Too many nutrients can impact water quality by causing excess algal growth which may kill fish. Urban areas and agricultural areas contribute phosphorus or nitrates, promoting the growth of algae and reducing dissolved oxygen, which is detrimental to aquatic life. Excessive phosphorus comes from older wastewater treatment plants (which do not have tertiary treatment to breakdown phosphorus), combined sewer overflows, polluted runoff, runoff from lawn fertilization, animal waste, and industrial cleaning operations. Excessive nitrate comes from these sources as well and from failing septic systems. In freshwater, controlling phosphates can prevents algal growth.

The greatest contributors of phosphorus to the Merrimack River come from municipal wastewater (60%), and runoff from developed lands (21%) (Gulf of Maine Council on the Marine Environment, 2012). The greatest contributors of nitrates along the Merrimack River are municipal wastewater (38%), runoff from developed lands (29%), and atmospheric deposition from midwestern coal-fired plants (25%). MRWC data from 2010 for the Greater Lowell region shows that overall, phosphorous levels are below EPA guidelines. 

Impervious Surfaces

As development increased in the Greater Lowell area, parking lots and other impervious surfaces increased as well. These impervious surfaces impact rivers through:

  • Increased pollutants from stormwater runoff (oil, grease, brake fluid, animal waste, road salt);
  • Thermal stress (heat from impervious surfaces);
  • Reduction in water quantity; and
  • Flashiness (i.e., changes in river flow speed), leading to bank erosion.

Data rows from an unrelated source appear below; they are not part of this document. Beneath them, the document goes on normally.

PR #674, opened 2020-06-02
Ensure Event Existence when Loading MXKRoomDataSource

ismailgulek:
Fix vector-im/riot-ios#3290

### DIFF
--- a/MatrixKit/Models/Room/MXKRoomDataSource.m
+++ b/MatrixKit/Models/Room/MXKRoomDataSource.m
@@ -228,15 +228,12 @@ NSString *const kMXKRoomDataSourceTimelineErrorErrorKey = @"kMXKRoomDataSourceTi
     }
     else
     {
-        //  wait for the specific event to be existent
+        //  give a chance for the specific event to be existent, for only one sync
         //  use kMXSessionDidSyncNotification here instead of MXSessionStateRunning, because session does not send this state update if it's already in this state
         id syncObserver = nil;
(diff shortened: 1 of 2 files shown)


MatrixKit/Models/Room/MXKRoomDataSource.m
```diff
@@ -167,41 +167,78 @@ @implementation MXKRoomDataSource
...
+    {
+        [self finalizeRoomDataSource:roomDataSource onComplete:onComplete];
+    }
+    else
+    {
+        //  wait for the specific event to be existent
+        //  use kMXSessionDidSyncNotification here instead of MXSessionStateRunning, because session does not send this state update if it's already in this state
+        id syncObserver = nil;
+        syncObserver = [[NSNotificationCenter defaultCenter] addObserverForName:kMXSessionDidSyncNotification object:mxSession queue:nil usingBlock:^(NSNotification * _Nonnull note) {
+            if ([mxSession.store eventExistsWithEventId:initialEventId inRoom:roomDataSource.roomId])
```
manuroe, line 235: The event may be never in the store.
If the event is old and the room very active, there will be a gap in the `/sync` that provides only the 10, 20, 30 last messages of a room.
We should give a chance during only one `/sync` and then leave.
If the event is not in the store, the code should be able to open the timeline around this event using `/context` around the event.

ismailgulek: Ok, updating.

PR #186, opened 2023-09-15
examples: zephyr: remove sample firmware version dependency on mcuboot

hasheddan:
Removes the dependency on BOOTLOADER_MCUBOOT for GOLIOTH_SAMPLE_FW_VERSION as it breaks DFU samples that do not use mcuboot.

Before this change I was seeing:
```
/home/hasheddan/code/github.com/golioth/golioth-firmware-sdk/examples/zephyr/dfu/src/main.c:18:39: error: 'CONFIG_GOLIOTH_SAMPLE_FW_VERSION' undeclared here (not in a function); did you mean 'CONFIG_GOLIOTH_SAMPLE_COMMON'?
   18 | static const char* _current_version = CONFIG_GOLIOTH_SAMPLE_FW_VERSION;
      |                                       ^~~~~~~~~~~~~~~~~~~~~~~~~~~~~~~~
      |                                       CONFIG_GOLIOTH_SAMPLE_COMMON
[148/396] Building C object zephyr/subsys/net/ip/CMakeFiles/subsys__net__ip.dir/net_context.c.obj
ninja: build stopped: subcommand failed.
FATAL ERROR: command exited with status 1: /usr/bin/cmake --build /home/hasheddan/code/github.com/golioth/golioth-firmware-sdk/examples/zephyr/dfu/build
```

After it compiled successfully.

### DIFF
--- a/examples/zephyr/common/Kconfig
+++ b/examples/zephyr/common/Kconfig
@@ -67,7 +67,6 @@ config GOLIOTH_SAMPLE_DHCP_BIND
 config GOLIOTH_SAMPLE_FW_VERSION
 	string "DFU Firmware Version"
 	default "0.0.0+0"
-	depends on BOOTLOADER_MCUBOOT
 	help
           Firmware version used by Golioth DFU sample to assign MCUBOOT_IMGTOOL_SIGN_VERSION (if
           using Zephyr) or MCUBOOT_IMAGE_VERSION (if using NCS)


szczys:
Interesting, I thought we needed `--sysbuild` for all non-NCS boards in order to build the bootloader and sign the images.

I just tried this and signed images are not preset. When I try the update it fails:
```
[00:02:38.179,000] <inf> fw_block_processor: Downloading block index 332 (333/334)
[00:02:38.264,000] <inf> fw_block_processor: Downloading block index 333 (334/334)
[00:02:38.348,000] <inf> golioth_fw_update: Download took 29803 ms
[00:02:38.349,000] <inf> fw_block_processor: Block Latency Stats:
[00:02:38.349,000] <inf> fw_block_processor:    Min: 42 ms
[00:02:38.349,000] <inf> fw_block_processor:    Ave: %.3f ms
[00:02:38.349,000] <inf> fw_block_processor:    Max: 256 ms
[00:02:38.349,000] <inf> fw_block_processor: Total bytes written: 341808
[00:02:38.349,000] <inf> golioth_fw_update: State = Downloaded
[00:02:38.437,000] <inf> golioth_fw_update: State = Updating
[00:02:38.525,000] <err> golioth_fw_update: Firmware change boot image failed
[00:02:38.525,000] <inf> golioth_fw_update: Waiting to receive OTA manifest
```

hasheddan (commented):
@szczys ah that makes sense! It looks like we just error out if `CONFIG_BOOTLOADER_MCUBOOT` is not enabled:
https://github.com/golioth/golioth-firmware-sdk/blob/9f19f5a145c1812db6ccdf6588a357aef7fe93fa/port/zephyr/golioth_fw_zephyr.c#L210

I see that we are setting it in the sysbuild conf here: https://github.com/golioth/golioth-firmware-sdk/blob/9f19f5a145c1812db6ccdf6588a357aef7fe93fa/examples/zephyr/dfu/sysbuild.conf#L1

If I'm not mistaken, you can build the mcuboot and application images separately (i.e. without `sysbuild`) and [flash them both on the device](https://docs.zephyrproject.org/latest/services/device_mgmt/dfu.html#mcuboot). In that case we would still want `CONFIG_BOOTLOADER_MCUBOOT` enabled, so I'm curious as to whether it makes sense to set it in the `prj.conf` as well, but remove the change I have made here.

szczys:
I much prefer the `--sysbuild` approach for two reasons:

1. The bootloader is automatically built, then automatically flashed when running `west flash`
2. Binaries are automatically signed

We used to build, sign, and flash separately and its quite a process. This really feels like the happy path. I just currently didn't work on this board when I tested.

I think it's better if the build fails if not using sysbuild. Since the binaries won't have been signed, and it may not be clear why the build worked, but the OTA update fails due to invalid binaries.

mniestroj:
> I think it's better if the build fails if not using sysbuild. Since the binaries won't have been signed, and it may not be clear why the build worked, but the OTA update fails due to invalid binaries.

That is one point of view. For me as SDK developer it makes sense to build without sysbuild and debug single application instead of "mcuboot+application" bundle. Maybe we should add a warning generated at cmake level when sysbuild is not enabled. But still, I want to be able to build example without sysbuild, mainly for development / troubleshooting purposes.

examples/zephyr/common/Kconfig
```diff
@@ -67,7 +67,6 @@ config GOLIOTH_SAMPLE_DHCP_BIND
 config GOLIOTH_SAMPLE_FW_VERSION
 	string "DFU Firmware Version"
 	default "0.0.0+0"
-	depends on BOOTLOADER_MCUBOOT
```
mniestroj, line 70: Please add `examples: zephyr: ` in commit title for better navigation across commits.

mniestroj (commented):
LGTM, just a minor nit.

examples/zephyr/common/Kconfig
hasheddan: @mniestroj done!

PR #189, opened 2023-09-19
ci: use previous commit for linting on main

hasheddan:
Updates lint workflow to use commit prior to push when merging to main. Previously the step would fail because $GITHUB_BASE_REF is empty.

See https://docs.github.com/en/webhooks/webhook-events-and-payloads#push:~:text=or%20null%20Required-,before,-string%20Required for more information.

Fixes golioth/firmware-issue-tracker#248

PR #147, opened 2023-08-10
support NCS and add nRF9160 DK configuration files

mniestroj:

PR #190, opened 2023-09-20
ci: increase fetch depth for linting

hasheddan:
Sets the fetch depth for linting to 10, which serves as a reasonable upper bound for the number of commits in a single PR. If the default fetch-depth of 1 is used, we are unable to calculate files changed as part of a PR being merged.

Follow-up to https://github.com/golioth/golioth-firmware-sdk/pull/189

### DIFF
--- a/.github/workflows/lint_build_unit_test.yml
+++ b/.github/workflows/lint_build_unit_test.yml
@@ -13,6 +13,10 @@ jobs:
       uses: actions/checkout@v3
       with:
         submodules: 'recursive'
+        # Fetch depth must be greater than the number of commits included in the push in order to
+        # compare against commit prior to merge. 15 is chosen as a reasonable default for the upper
+        # bound of commits in a single PR.
+        fetch-depth: 15
     - name: Setup Python
       uses: actions/setup-python@v2
       with:


.github/workflows/lint_build_unit_test.yml
```diff
@@ -13,6 +13,10 @@ jobs:
       uses: actions/checkout@v3
       with:
         submodules: 'recursive'
+        # Fetch depth must be greater than the number of commits included in the push in order to
+        # compare against commit prior to merge. 10 is chosen as a reasonable default for the upper
+        # bound of commits in a single PR.
+        fetch-depth: 10
```
sam-golioth, line 19: Let's make this 15. We do have some recent PRs with more than 10 commits, e.g. (https://github.com/golioth/golioth-firmware-sdk/pull/147)

sam-golioth (changes requested):

.github/workflows/lint_build_unit_test.yml
hasheddan: Sounds good!

sam-golioth (approved):

PR #191, opened 2023-09-20
examples: zephyr: cert provisioning: support esp32-devkitc-wrover

sam-golioth:
Add board configuration and overlay files for ESP32-DevKitC-WROVER, to match the other Zephyr examples.


hasheddan (approved):
Nice!

PR #192, opened 2023-09-21
Disable cid in ncs

sam-golioth:
NCS only supports CIDs for offloaded sockets, which we don't use (because of limitations on RSA key size in offloaded sockets I believe, but @mniestroj can correct me). Only select CID support when using with `MBEDTLS_BUILTIN` which we use as a proxy to mean "vanilla Zephyr version of mbedTLS".

Also, update to NCS 2.4.2 (from 2.4.0) to bring in latest fixes and improvements.


port/zephyr/Kconfig
```diff
@@ -11,7 +11,7 @@ menuconfig GOLIOTH_FIRMWARE_SDK
 	select REBOOT if BOOTLOADER_MCUBOOT
 	select REQUIRES_FULL_LIBC # libcoap
 	select MBEDTLS
-    select MBEDTLS_SSL_DTLS_CONNECTION_ID
+    select MBEDTLS_SSL_DTLS_CONNECTION_ID if MBEDTLS_BUILTIN
```
hasheddan, line 14: I think in practice `MBEDTLS_BUILTIN` is not set when we are using `nrf-sdk`, but it _could_ be. In that case I believe we could encounter issues -- are we okay with that for the time-being?

sam-golioth: Yeah, I'm okay with it. I think the chances of any of our current customers mucking with these settings is pretty low, and there's probably other things that would break too. We can revisit later, but I'm fine saying "using `MBEDTLS_BUILTIN` with NCS is unsupported" for now.

hasheddan (approved):

PR #193, opened 2023-09-21
examples: zephyr: stream: enable floats in printf

sam-golioth:
The LightDB Stream example sets floats directly. Internal to the SDK this is accomplished by using `snprintf()` to convert the float to a string. For this to work, floating point support in printf must be turned on in Kconfig.

Fixes golioth/firmware-issue-tracker#265


szczys (approved):
This is a fine short-term fix for this example.

In the long-run, we should find a way to either turn this on automatically or give the user notice at compile time that it needs to be enabled to use this function call.

PR #194, opened 2023-09-21
port: zephyr: enable fp support in printf for all libc

sam-golioth:
Turning on printf floating point support in newliib only solves the issue of sending flaots to lightdb stream for apps that use newlib. Select floating point support for each libc implementation. Also, move the selection to port/zephyr/Kconfig so it works for all apps not just the examples.


szczys (approved):
Yeah, this feels much cleaner!

PR #204, opened 2023-10-11
ci: parallelize twister builds

sam-golioth:
Creates a reusable workflow for running twister build tests on a single board, with either Zephyr or NCS. Uses this workflow to run build tests on each of our CVBs. Because these are run as separate steps in the caller workflow, they run in parallel on separate runners, and complete faster than if they were run sequentially.

Resolves golioth/firmware-issue-tracker#281

### DIFF
--- a/.github/workflows/twister-build.yml
+++ b/.github/workflows/twister-build.yml
@@ -1,0 +1,59 @@
+name: Twister build workflow
+
+on:
+  workflow_call:
+    inputs:
+      board:
+        required: true
+        type: string
+      manifest:
+        required: true
+        type: string
+      binary_blob:
+        required: false
+        type: string
+
+jobs:
+  twister_build:
+    container:
+      image: zephyrprojectrtos/ci:v0.26.4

The increase in impervious surfaces has also led to flooding, a key concern of many residents living along the Merrimack River, Concord River and Shawsheen River. When it rains or snows, the water has no place to go but into the storm drains and eventually into the Merrimack River and its tributaries.

As the percentage of impervious surfaces increases, water quality and wildlife diversity and abundance suffer. The latest research shows that both water quality and ecology are degraded when impervious cover is above 5% to 7% (Schiff and Benoit, 2007). The most important areas to protect are the lands bordering the river, or river buffers. Once degraded, river water quality and its ecology are difficult to restore. This is why it is much cheaper to maintain clean water through land protection than with water treatment. Research indicates that for every dollar spent on land protection, $27 are saved on water treatment costs (Ernst et al., 2004).

Forested Area

Water quality within the Greater Lowell region also depends on impacts upstream. Specifically, the forests in New Hampshire help clean the Merrimack River water by absorbing nutrient and sediment runoff before it can reach the river. The runoff also infiltrates the forest soil, cooling the water before it reaches the river. The U.S. Forest Service considers the Merrimack River to be the most threatened in the country for loss of private forested lands (USFS, 2009). Due to this threat, the watershed is considered to be the fourth most threatened in the country for impacts to water quality.

Climate Change

Climate change is projected to increase the frequency of flooding in New England’s rivers. Increased rainfall will lead to increased runoff, and incidents of both flooding and erosion (NOAA, 2011). An additional 32% to 24% increase in total runoff is projected for the U.S. Atlantic Coast by 2100 due to climate change impacts.